For a more general system, you can annotate videos with text descriptions of all the tasks that have been accomplished and when, then train a reward model on those to later RL against.


It gets diamonds at 1:48 in the top left video (might need to full screen to seek) [1].

The tools are admittedly really hard to see in the videos because of the timelapse and MP4 struggles a bit on the low resolution, but they are there :)

[1]: https://danijar.com/dreamerv3/


It actually has no human data as input and learns by itself in the environment, that's the point of the accomplishment! :)


That's what humans do right? So it's parroting us.


Yes, it's RL from scratch and sparse rewards


I agree with you, this is just the start and Minecraft has a lot more to offer for future research!


I think learning to hold a button down in itself isn't too hard for a human or robot that's been interacting with the physical world for a while and has learned all kinds of skills in that environment.

But for an algorithm learning from scratch in Minecraft, it's more like having to guess the cheat code for a helicopter in GTA, it's not something you'd stumble upon unless you have prior knowledge/experience.

Obviously, pretraining world models for common-sense knowledge is another important research frontier, but that's for another paper.

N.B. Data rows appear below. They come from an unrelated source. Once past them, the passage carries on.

PR #402, opened 2021-02-12
support multiple ns for upgrading to 3.7

Daniel-Fan:
Remove step of updating catalogsource

to upgrade the operator in specific namespace. please add namespaces as the command line arguments.
```
./upgrade_to_continuous_delivery.sh common-service-2 common-service-3
```


bitscuit (approved):
/lgtm

PR #403, opened 2021-02-15
updated channel switch messages

pgodowski:
minor updates to the user facing messages


davesoroka:
Those strings look like hard coded English strings.  Are these exempt from translation?

pgodowski:
@horis233 do we have any g11n method for this script?

horis233:
@pgodowski @davesoroka We don't have g11n method for this script.
If we need to support multiple languages, we can ask ID to provide translations. When using the script, users can specify the language with a parameter like `--LANG=zh_CN`.

davesoroka:
it's not something for us to fix for this release.  But we should talk through translation requirements for the next release.

horis233 (approved):
/lgtm

PR #405, opened 2021-02-17
Waiting for cert-manager upgrade then update the operandconfig

horis233:


controllers/bootstrap/init.go
```diff
@@ -212,7 +220,15 @@ func (b *Bootstrap) InitResources(manualManagement bool) error {
 		return err
 	}
 
-	if err := b.createOrUpdateResources(annotations, OdlmCrResources); err != nil {
+	if err := b.createOrUpdateResources(annotations, RegistryCrResources); err != nil {
```
Daniel-Fan, line 223: Do we need to remain the second parameter as the string slice in this case?
or we could use func `createOrUpdateResource` if it is only the string.

controllers/bootstrap/init.go
```diff
@@ -497,13 +531,53 @@ func (b *Bootstrap) waitOperatorReady(name, namespace string) error {
...
 			}
-			if csv.Status.Phase == olmv1alpha1.CSVPhaseSucceeded {
-				return true, nil
+			if csv.Status.Phase != olmv1alpha1.CSVPhaseSucceeded {
+				return false, nil
+			}
+			if csv.Status.Reason != olmv1alpha1.CSVReasonInstallSuccessful {
+				return false, nil
 			}
+			klog.Errorf("Cluster Service Version %s/%s is ready", csv.Namespace, csv.Name)
```
Daniel-Fan, line 540: Should we use `klog.infof` instead of `errorf`?

controllers/bootstrap/init.go
horis233: Nice catch, updated

controllers/bootstrap/init.go
horis233: Nice catch, updated

Daniel-Fan (approved):
/lgtm

PR #412, opened 2021-02-22
hold to switch channel until upgrading to eus

Daniel-Fan:
Currently, check all csv of operators to be in 3.6 version and `succeeded` status, then switch the channel.

Did not add the step for checking the version of OperandConfig, will discuss whether it is necessary in sync up.


horis233 (approved):
/lgtm

PR #413, opened 2021-02-22
Update admin role

horis233:


controllers/bootstrap/init.go
```diff
@@ -498,7 +498,14 @@ func (b *Bootstrap) waitOperatorReady(name, namespace string) error {
 			if sub.Spec.Channel != "v3" {
 				return false, nil
 			}
-			csvVersion := strings.Split(sub.Status.InstalledCSV, ".v")[1]
+			if sub.Status.InstalledCSV == ""{
```
Daniel-Fan, line 501: @horis233 I would guess we miss a space before the bracket that causes the test failed?

Daniel-Fan (approved):
/lgtm

PR #415, opened 2021-02-22
add upgrade script for airgap

Daniel-Fan:
For the airgap, we would switch channel first and then update catalogsource


horis233 (approved):
/lgtm

PR #416, opened 2021-02-22
update upgrade script

horis233:


common/scripts/upgrade_to_continuous_delivery_airgap.sh
```diff
@@ -77,6 +80,25 @@ function switch_to_continous_delivery() {
     success "Updated all ibm-common-service-operator subscriptions successfully."
     msg ""
 
+    odlmsub=$(oc get sub operand-deployment-lifecycle-manager-app -n openshift-operators --ignore-not-found)
```
Daniel-Fan, line 83: I think we should consider the upgrade from 3.6 to 3.7 for namespace-scope ODLM.

could use
```
# update subscription of ODLM and cs-operator in all namespaces
    while read -r ns cssub; do

        msg "Updating subscription ${cssub} in namespace ${ns}..."
        msg "-----------------------------------------------------------------------"
        
        in_step=1
        msg "[${in_step}] Removing the startingCSV ..."
        oc patch sub ${cssub} -n ${ns} --type="json" -p '[{"op": "remove", "path":"/spec/startingCSV"}]' 2> /dev/null

        in_step=$((in_step + 1))
        msg "[${in_step}] Switching channel from stable-v1 to v3 ..."
        oc patch sub ${cssub} -n ${ns} --type="json" -p '[{"op": "replace", "path":"/spec/channel", "value":"v3"}]' 2> /dev/null

        msg ""
    done < <(oc get sub --all-namespaces | grep operand-deployment-lifecycle-manager-app | awk '{print $1" "$2}')
```

Daniel-Fan (approved):
/lgtm

PR #423, opened 2021-02-24
update script to be compatible with bash 3

Daniel-Fan:
The previous associative array are not supported in bash version 3 which is mac default version


horis233 (approved):

horis233 (commented):
/lgtm

PR #424, opened 2021-02-25
Enhance iam status check

horis233:
This PR is for resetting the status to `NotReady` after deleting IAM operator


Daniel-Fan (approved):
/lgtm

PR #426, opened 2021-03-02
update IAM config when there is saas configmap

horis233:


controllers/render_template.go
```diff
@@ -96,3 +115,24 @@ func applySizeTemplate(cs *unstructured.Unstructured, sizeTemplate string) ([]in
...
+		return false, nil
+	} else if err != nil {
+		return false, err
+	}
+	v, ok := saasConfigmap.Data["ibm_cloud_saas"]
+	if !ok {
+		return false, nil
+	}
+	if v != "true" {
+		klog.Info(v)
```
Daniel-Fan, line 134: is the `klog.Info(v)` too unclear as a information message, i assume that `v` is just `false`?

horis233: Sorry, it is for testing. I forget to remove it.

Daniel-Fan (approved):
/lgtm

PR #430, opened 2021-03-05
scale up power and z limits

Daniel-Fan:


horis233 (approved):
/lgtm

Daniel-Fan:
Confirmed with performance squad, those changes are based on 3.7 version. Do not need to pick up by EUS version.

Hi, author here! Dreamer learns to find diamonds from scratch by interacting with the environment, without access to external data. So there are no explainer videos or internet text here.

It gets a sparse reward of +1 for each of the 12 items that lead to the diamond, so there is a lot it needs to discover by itself. Fig. 5 in the paper shows the progression: https://www.nature.com/articles/s41586-025-08744-2


Since diamonds are surrounded by danger and if it dies, it loses its items and such, why would it not be satisfied after discovering iron pick axe or somesuch? Is it in a mode where it doesn't lose its item when it dies? Does it die a lot? Does it ever try digging vertically down? Does it ever discover other items/tools you didn't expect it to? Open world with sparse reward seems like such a hard problem. Also, once it gets the item, does it stop getting reward for it? I assume so. Surprised that it can work with this level of sparse rewards.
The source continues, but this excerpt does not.